Many, including Game of Thrones creator George RR Martin, John Grisham, and Michael Connelly, have sued developers, accusing them of using their work without permission or compensation. In December 2023, the New York Times sued OpenAI, alleging its articles were used to train ChatGPT.


“In my 2023 opinion, I denied summary judgment on fair use,” Judge Bibas wrote. “But with new information and understanding, I vacate those sections of that order and its accompanying opinion addressing fair use. Fair use is an affirmative defense, so Ross bears the burden of proof.”


Judge Bibas explained that after Ross was denied a license to use Westlaw content, it acquired training data from LegalEase—a research and writing service provider that offers outsourced legal support—which provided 'Bulk Memos' or collections of legal queries and responses.


“LegalEase sold Ross roughly 25,000 Bulk Memos, which Ross used to train its AI search tool,” Bibas wrote. “In other words, Ross built its competing product using Bulk Memos, which in turn were built from Westlaw headnotes. When Thomson Reuters found out, it sued Ross for copyright infringement.”


LegalEase, according to Judge Bibas, provided a guide explaining how to create the questions and answers using Westlaw headnotes. The guide instructed users not to copy and paste the headnotes directly.

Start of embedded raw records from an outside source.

PR #435, opened 2026-03-03
Use default Vega spectrum for flux conversions

### LINKED ISSUE #433: Why does `normalize` not load the Vega spectrum itself if needed?
### Description
In some cases, in particular in the `normalize` method of a `SourceSpectrum` the code needs a Vega spectrum, which that user needs to pass in. The doctoring of the `normalize` methods points to the docstring of `convert_flux` which point to the doctoring of `from_vega`, which then allows me to read the Vega spectrum from the database.

There is no decision by the user involved in any way. Why doesn't the code simply get a Vega spectrum automatically, if it is needed?

### Additional context
For performance, it might even be useful to load the spectrum only once and cache it or keep it in the module level variable.

In the very unlikely case that the user want to use a different spectrum for Vega, they could still do that be changing the relevant configuration value or (if cached in a module attribute) simply fill in that attribute themselves.

hamogu:
There is only one Vega in the sky and most users will simply use the spectrum given the the database for their conversions. Thus, there is no reasons to already require them to explicitly put in a spectrum. With this PR, they still can, but if not, the conversion functions will try to load the default Vega spectrum if it's available.

Fixes #433

### DIFF
--- a/synphot/observation.py
+++ b/synphot/observation.py
@@ -24,8 +24,7 @@ from synphot.models import Empirical1D
 from synphot.spectrum import (
     BaseSourceSpectrum,
     SourceSpectrum,
-    SpectralElement,
-    _get_cached_vega,
+    SpectralElement
 )
 
 __all__ = ['Observation']
@@ -475,7 +474,9 @@ class Observation(BaseSourceSpectrum):
         # This is basically effstim(self)/effstim(Vega)
         if flux_unit_name == units.VEGAMAG.to_string():
             if vegaspec is None:
-                vegaspec = _get_cached_vega()
+                from synphot import spectrum
+                spectrum.lazy_load_vega()
+                vegaspec = spectrum.Vega
 
             num = self.integrate(wavelengths=wavelengths)
             den = (vegaspec * self.bandpass).integrate(
@@ -649,10 +650,7 @@ class Observation(BaseSourceSpectrum):
             Flux is converted to this unit for plotting.
             If not given, internal unit is used.
 
-        area : float or `~astropy.units.quantity.Quantity`
-            See :func:`~synphot.units.convert_flux`.
-
-        vegaspec : `~synphot.spectrum.SourceSpectrum`
+        area, vegaspec
             See :func:`~synphot.units.convert_flux`.
 
         kwargs : dict
--- a/synphot/observation.py
+++ b/synphot/observation.py
@@ -472,7 +472,7 @@ class Observation(BaseSourceSpectrum):
         if flux_unit_name == units.VEGAMAG.to_string():
             if not isinstance(vegaspec, SourceSpectrum):
                 from synphot import spectrum
-                spectrum.lazy_load_vega()
+                spectrum._lazy_load_vega_with_exception()
                 vegaspec = spectrum.Vega
 
             num = self.integrate(wavelengths=wavelengths)
--- a/synphot/observation.py
+++ b/synphot/observation.py
@@ -21,8 +21,12 @@ from astropy.utils.exceptions import (AstropyUserWarning,
 # LOCAL
 from synphot import binning, exceptions, units, utils
 from synphot.models import Empirical1D
-from synphot.spectrum import (BaseSourceSpectrum, SourceSpectrum,
-                              SpectralElement)
+from synphot.spectrum import (
+    BaseSourceSpectrum,
+    SourceSpectrum,
+    SpectralElement,
+    _get_cached_vega,
+)
 
 __all__ = ['Observation']
 
@@ -471,10 +475,8 @@ class Observation(BaseSourceSpectrum):
         # This is basically effstim(self)/effstim(Vega)
         if flux_unit_name == units.VEGAMAG.to_string():
             if vegaspec is None:
-                vegaspec = SourceSpectrum.from_vega()
-            # Vega data file missing, so from_vega above returns None.
-            if not isinstance(vegaspec, SourceSpectrum):
-                raise exceptions.SynphotError('Vega spectrum is missing.')
+                vegaspec = _get_cached_vega()
+
             num = self.integrate(wavelengths=wavelengths)
             den = (vegaspec * self.bandpass).integrate(
                 integration_type='trapezoid')
--- a/synphot/observation.py
+++ b/synphot/observation.py
@@ -21,11 +21,8 @@ from astropy.utils.exceptions import (AstropyUserWarning,
 # LOCAL
 from synphot import binning, exceptions, units, utils
 from synphot.models import Empirical1D
-from synphot.spectrum import (
-    BaseSourceSpectrum,
-    SourceSpectrum,
-    SpectralElement
-)
+from synphot.spectrum import (BaseSourceSpectrum, SourceSpectrum,
+                              SpectralElement)
 
 __all__ = ['Observation']
 
@@ -473,7 +470,7 @@ class Observation(BaseSourceSpectrum):
         # Special handling of VEGAMAG.
         # This is basically effstim(self)/effstim(Vega)
         if flux_unit_name == units.VEGAMAG.to_string():
-            if vegaspec is None:
+            if not isinstance(vegaspec, SourceSpectrum):
                 from synphot import spectrum
                 spectrum.lazy_load_vega()
                 vegaspec = spectrum.Vega
--- a/synphot/observation.py
+++ b/synphot/observation.py
@@ -470,6 +470,9 @@ class Observation(BaseSourceSpectrum):
         # Special handling of VEGAMAG.
         # This is basically effstim(self)/effstim(Vega)
         if flux_unit_name == units.VEGAMAG.to_string():
+            if vegaspec is None:
+                vegaspec = SourceSpectrum.from_vega()
+            # Vega data file missing, so from_vega() returns None.
             if not isinstance(vegaspec, SourceSpectrum):
                 raise exceptions.SynphotError('Vega spectrum is missing.')
             num = self.integrate(wavelengths=wavelengths)
@@ -644,8 +647,12 @@ class Observation(BaseSourceSpectrum):
             Flux is converted to this unit for plotting.
             If not given, internal unit is used.
 
-        area, vegaspec
+        area:
             See :func:`~synphot.units.convert_flux`.
+        vegaspec : `~synphot.spectrum.SourceSpectrum`
+            If this kwarg is present, the given Vega spectrum to use for conversion
+            of VEGAMAG. If not present, it is automatically loaded from
+            :func:`~synphot.spectrum.SourceSpectrum.from_vega`.
 
         kwargs : dict
             See :func:`synphot.spectrum.BaseSpectrum.plot`.
--- a/synphot/observation.py
+++ b/synphot/observation.py
@@ -647,7 +647,7 @@ class Observation(BaseSourceSpectrum):
             Flux is converted to this unit for plotting.
             If not given, internal unit is used.
 
-        area : float
+        area : float or `~astropy.units.quantity.Quantity`
             See :func:`~synphot.units.convert_flux`.
 
         vegaspec : `~synphot.spectrum.SourceSpectrum`
--- a/synphot/observation.py
+++ b/synphot/observation.py
@@ -472,7 +472,7 @@ class Observation(BaseSourceSpectrum):
         if flux_unit_name == units.VEGAMAG.to_string():
             if vegaspec is None:
                 vegaspec = SourceSpectrum.from_vega()
-            # Vega data file missing, so from_vega() returns None.
+            # Vega data file missing, so from_vega above returns None.
             if not isinstance(vegaspec, SourceSpectrum):
                 raise exceptions.SynphotError('Vega spectrum is missing.')
             num = self.integrate(wavelengths=wavelengths)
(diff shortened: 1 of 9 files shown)


hamogu (commented):
I would like to add a test to ensure that the warnings are still shown when the data is NOT available.
I can cook something up (e.g. change the conf object to point to a non-existent path before the test and then change it back after), but before I make it too complicated, I thought I'll just ask is there is a fixture or something already that I overlooked to test without loading data?

**edited to add thought for how to implement that**

synphot/observation.py
```diff
@@ -470,6 +470,9 @@ def effstim(self, flux_unit=None, wavelengths=None, area=None,
         # Special handling of VEGAMAG.
         # This is basically effstim(self)/effstim(Vega)
         if flux_unit_name == units.VEGAMAG.to_string():
+            if vegaspec is None:
+                vegaspec = SourceSpectrum.from_vega()
```
pllim: Should we do some sort of caching internally? 

Maybe akin to https://github.com/spacetelescope/stsynphot_refactor/blob/2431029d13c4286e26af9b33ec71bae9a288b1e6/stsynphot/spectrum.py#L33 ?

I mean, would you find the way Vega is handled in stsynphot useful?

pllim:
Thanks for the PR! I have pinged STScI ETC team for opinions. Once we agree on the high-level concept, we can then fine-tune the implementation details.

synphot/tests/test_observation.py
```diff
@@ -337,12 +337,14 @@ def test_effstim_vegamag(self):
             self.obs.effstim(flux_unit=units.VEGAMAG, vegaspec=vspec).value,
             ans, rtol=0.001)
 
-    @pytest.mark.parametrize('flux_unit', [u.mag, units.VEGAMAG])
```
pllim, line 340: I have to think about this. `u.mag` should still be tested.

synphot/observation.py
```diff
@@ -470,6 +470,9 @@ def effstim(self, flux_unit=None, wavelengths=None, area=None,
...
+            # Vega data file missing, so from_vega above returns None.
```
pllim: Are you sure it returns None if data file is missing? I think it will just crash based on

https://github.com/spacetelescope/synphot_refactor/blob/39f01bb5e0eee44875bb3ec951c26a0de63f365b/synphot/spectrum.py#L1383-L1384

ariedel:
I like this change. It makes it easier to use synphot generically, and there's still a way to override the choice of Vega spectrum if you want to (the ETC does)

synphot/observation.py
hamogu: It's in fact crashing earlier with a "FileNotFound" error. I think I happened to test it from an environment that also has `stsynphot` which overwrites the locations where it's looking for something.

synphot/observation.py
hamogu: I'm suggesting a slightly different mechanism. stsynphot is probably used with a local database in most cases, but synphot defaults to getting the Vega spectrum through https, so I want to load it lazily.

synphot/tests/test_observation.py
hamogu: It is tested elsewhere, but it doesn't cause an exception any longer, thus I saw little point in testing it in a test called "test_XXX_exceptions".
However, some parts of this test are now resurrected to test for the exception message when a database is not available.

pllim:
Remote data job is failing. Do you see the same failure when you run the test suite with `--remote-data` flag locally?

Update: I can reproduce this locally. I can investigate.

synphot/tests/test_observation.py
```diff
@@ -337,12 +338,37 @@ def test_effstim_vegamag(self):
...
+        ],
+    )
+    def test_effstim_exceptions(self, flux_unit, message):
+        """By default, the Vega spectrum is lazily loaded when needed. To test the error
+        when the Vega spectrum cannot be loaded, we temporarily
+        modify the package configuration to point to a non-existent Vega file.
+        """
+        conf_vega_file = conf.vega_file
+        try:
+            conf.vega_file = ""
```
pllim: It is a bit cleaner to use https://docs.astropy.org/en/latest/api/astropy.time.Conf.html#astropy.time.Conf.set_temp here. 😄

synphot/tests/test_spectrum_source.py
```diff
@@ -74,15 +66,40 @@ def test_flux_conversion_vega(in_q, out_u, ans):
...
 
+@pytest.mark.parametrize(
+    ("in_q", "out_u", "identical_ans"),
+    [
+        (_flux_photlam, units.VEGAMAG, False),
+        (_flux_vegamag, units.PHOTLAM, False),
+        (_flux_jy, units.FLAM, True),
+    ],
+)
+def test_flux_conversion_vega_different_spec(in_q, out_u, identical_ans):
```
pllim, line 84: I would change the `test_flux_conversion_vega` test name to maybe like `test_flux_conversion_vega_builtin`. Otherwise if I ever want to do `-k test_flux_conversion_vega`, I will always pick up `test_flux_conversion_vega_different_spec` also whether I want to or not.

synphot/tests/test_spectrum_source.py
```diff
@@ -504,15 +520,24 @@ def test_exceptions(self):
...
         # Zero flux
         sp = SourceSpectrum(Const1D, amplitude=0)
         with pytest.raises(exceptions.SynphotError):
             sp.normalize(100 * u.ct, band=self.abox, area=_area)
 
+    def test_exception_missing_vegaspec(self):
+        """This is the same logic as "test_exception" but pulled out
+        into a separate test because it needs more setup."""
+        conf_vega_file = conf.vega_file
+        try:
```
pllim: Same comment as https://github.com/spacetelescope/synphot_refactor/pull/435/changes#r2885178525

synphot/spectrum.py
```diff
@@ -26,8 +26,42 @@
...
+]
+
+
+Vega = (
+    None  # This is defined at the end of this module to avoid circular import issues.
+)
+"""Default Vega spectrum. Used for conversions to and from VEGAMAG when no Vega spectrum is given.
+
+This is lazily loaded when needed using :func:`SourceSpectrum.from_vega()`.
+There are several mechanisms to use a different spectrum for Vega:
```
pllim, line 46:
```suggestion
There are several mechanisms to use a different spectrum for Vega:

```

synphot/spectrum.py
```diff
@@ -26,8 +26,42 @@
...
+- Set ``synphot.conf.vega_file``
+- Set ``synphot.spectrum.Vega`` before it is used
+- Provide Vega spectrum as argument to conversion functions that require it (e.g., ``units.convert_flux``).
```
pllim:
```suggestion
- Provide Vega spectrum as argument to conversion functions that require it (e.g., :func:`synphot.units.convert_flux`).
```

synphot/spectrum.py
```diff
@@ -26,8 +26,42 @@
...
+    if Vega is None:
+        try:
+            Vega = SourceSpectrum.from_vega()
+        except Exception as e:
+            new_message = (
+                f"Need Vega spectrum for conversion but cannot load: {e.args[0]}\n"
+            )
+            new_message += "Fix loading or provide Vega spectrum as argument."
+            e.args = (new_message,) + e.args[1:]
+            raise exceptions.SynphotError((new_message,) + e.args[1:])
```
pllim: * Do we need to combine this `new_message` twice?
* Should we `raise ... from None`?

synphot/spectrum.py
```diff
@@ -1069,10 +1103,7 @@ def normalize(self, renorm_val, band=None, wavelengths=None, force=False,
 
             # VEGAMAG
             if renorm_unit_name == units.VEGAMAG.to_string():
-                if not isinstance(vegaspec, SourceSpectrum):
-                    raise exceptions.SynphotError(
-                        'Vega spectrum is missing.')
-                stdspec = vegaspec
+                stdspec = _get_cached_vega()
```
pllim: We should respect user override here, right?
```suggestion
                if not isinstance(vegaspec, SourceSpectrum):
                    stdspec = _get_cached_vega()
                else:
                    stdspec = vegaspec            
```

synphot/spectrum.py
```diff
@@ -26,8 +26,42 @@
...
+    "BaseUnitlessSpectrum",
+    "SpectralElement",
+    "Vega",
+]
+
+
+Vega = (
+    None  # This is defined at the end of this module to avoid circular import issues.
+)
+"""Default Vega spectrum. Used for conversions to and from VEGAMAG when no Vega spectrum is given.
```
pllim, line 43: If you really want this docstring exposed,  you might have to do `.. autodata::` directive in the RST doc. I don't including it in `__all__` is enough because it is not a class nor function.

synphot/tests/test_observation.py
hamogu: I was looking for a test decorator or context manager like that, but didn't find one and decided that the small number of cases didn't warrant writing one. I didn't know that astropy itself already has that.
I'm learning something every time!

hamogu:
I'm happy to continue working on this, but maybe it's easier if you fix that? If I do, then I have to wait again for the workflow run to be approved, and then check again etc.

All tests pass locally (even with the `--remote-data` option), but I don't have tox and pre-commit set up for this repro, so the unused imports slipped through.

pllim:
No worries. I can clean up. Thanks!

synphot/observation.py
```diff
@@ -644,7 +649,10 @@ def plot(self, binned=True, wavelengths=None, flux_unit=None, area=None,
             Flux is converted to this unit for plotting.
             If not given, internal unit is used.
 
-        area, vegaspec
+        area : float or `~astropy.units.quantity.Quantity`
```
pllim: Looking at this again, I don't think this change is needed. Otherwise, we have to change all similar docstrings to stay consistent. I think user can still get the info they need if the follow the link to `convert_flux` API doc. I am reverting this change here. FYI.

synphot/spectrum.py
```diff
@@ -26,8 +26,42 @@
...
+This is lazily loaded when needed using :func:`SourceSpectrum.from_vega()`.
+There are several mechanisms to use a different spectrum for Vega:
+
+- Set ``synphot.conf.vega_file``
+- Set ``synphot.spectrum.Vega`` before it is used
+- Provide Vega spectrum as argument to conversion functions that require it (e.g., :func:`synphot.units.convert_flux`).
+"""
+
+
+def _get_cached_vega():
```
pllim: Nothing wrong with this but I want to copy over the rest of the bells and whistles from `stsynphot.spectrum.load_vega` so in the future, I can have `stsynphot` just call this function to reduce code duplication. I will do that in the next commit.

pllim:
@hamogu , I made some changes to your PR branch. Please see if my changes still align with your original vision. I noticed that you changed some checks to `if vegaspec is None`, but I changed it back to `isinstance` check. This is because while your check is more correct, it does slightly change the logic. I think we want to just lazy load under the same conditions where it used to throw SynphotError.

@ariedel and/or @cdsontag , do you want to test this PR branch against your ETC stuff before or after merge? Please advise.

Thanks, all!

cdsontag:
Thanks for thinking of us @pllim , but (to my knowledge) we are not using the "synphot_refactor" repo.  If/when this goes into the synphot code we _are_ using, we can worry about breakage then (and we'll have time to deal with it).  That said, if @ariedel wants to give it a spin ahead of time, I have no objections.

synphot/spectrum.py
```diff
@@ -26,8 +26,74 @@
...
+    if vegafile is None:
+        vegafile = conf.vega_file
+
+    with conf.set_temp("vega_file", vegafile):
+        try:
+            Vega = SourceSpectrum.from_vega(**kwargs)
+        except Exception as e:
+            Vega = None
+            new_err_message = (
+                f"Need Vega spectrum for conversion but cannot load: {e.args[0]}\n"
```
hamogu: This error message was good when this was all internal. But now "layy_load_vega" is a public facing function. If I use that to get a Vega spectrum (say, to just quickly get a Vega spectrum to show to an undergrad or to just get a random Spectrum object to test out something else), when "Need Vega Spectrum for conversion" is not the right text any more and "provide Vega spectrum as an argument" is plain wrong - this function doesn't take a spectrum as an argument, but a file name (or URL). 

I'm not quite sure how to solve this: The message could go back into the individual functions that need it (as it was before this PR), but pulling it out and implementing it only once but will all best and whistles (a useable default, can override, prints helpful and instructive error message) was kind of the point here.

Or, we could fall back to the old maxim that every problem in CS can be solved with one more level of indirection: Let this function just issue a generic exception and add a second, private function "_get_lazy_loaded_Vega_spectrum_for_VEGAMAG_conversion" that will call this function and wrap any exceptions with the more useful, instructive text.

Or, a bit simpler, make this function private (at least don't include it in `__all__`) and if users want a Vega, they can still do it the old way.

pllim: The reason I want to expose this is because I eventually want to use it downstream myself (https://github.com/spacetelescope/stsynphot_refactor/issues/222). It feels wrong for me to design a package to use another package's "hidden" function.

hamogu: I get the motivation, then then either the error message must be made more generic (and thus less helpful for people who simple want to convert something into VEGAMAG) or we need to wrap it in some way, just to modify the error message. I would be fine with either, it's really our call as the maintainer which one you prefer.

pllim: How about this?

```python
f"Failed to load a built-in Vega spectrum from {vegafile}: {e.args[0]}\n"
"Fix loading in lazy_load_vega() function or provide it directly via vegaspec keyword."
```

hamogu: Except that the `lazy_load_vega` doesn't have the "vegaspec" keyword, so that would be:
"If you are converting to/from VEGAMAG, you can also provide a Vega spectrum directly via the vegaspec keyword".

(Of course, 99% of the users will never use this function directly, but only indirectly when converting something, so maybe I'm too much of a stickler here.)

pllim: It is a good point. I pushed another commit out to address your concern. Does it satisfy your needs or it is too convoluted? Please advise. Thanks.

hamogu:
I think this is great now and should be merged.
(Since I don't have write permission I can't the GH feature to click "Approve".)

pllim:
Since ETC does not need to test this before merge, let's do it then. Thanks, all!

ariedel:
I did actually test this branch (relatively late version in development) and it did work with the ETC.

pllim:
Good to hear. Thanks for checking, @ariedel !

“The parties agree that LegalEase had access to Westlaw and used it to make the Bulk Memos,” Judge Bibas wrote. "Of course, access alone is not proof. However, when a Bulk Memo question resembles a headnote more than the original judicial opinion, it strongly suggests actual copying."


Judge Bibas found that Ross Intelligence infringed on 2,243 headnotes, with the only remaining factual question being whether some of their copyrights had expired. He also ruled that Ross Intelligence’s defenses—including innocent infringement, copyright misuse, merger, and scenes à faire—fail.


“Smart man knows when he is right; a wise man knows when he is wrong,” Judge Bibas wrote. “Wisdom does not always find me, so I try to embrace it when it does––even if it comes late, as it did here.”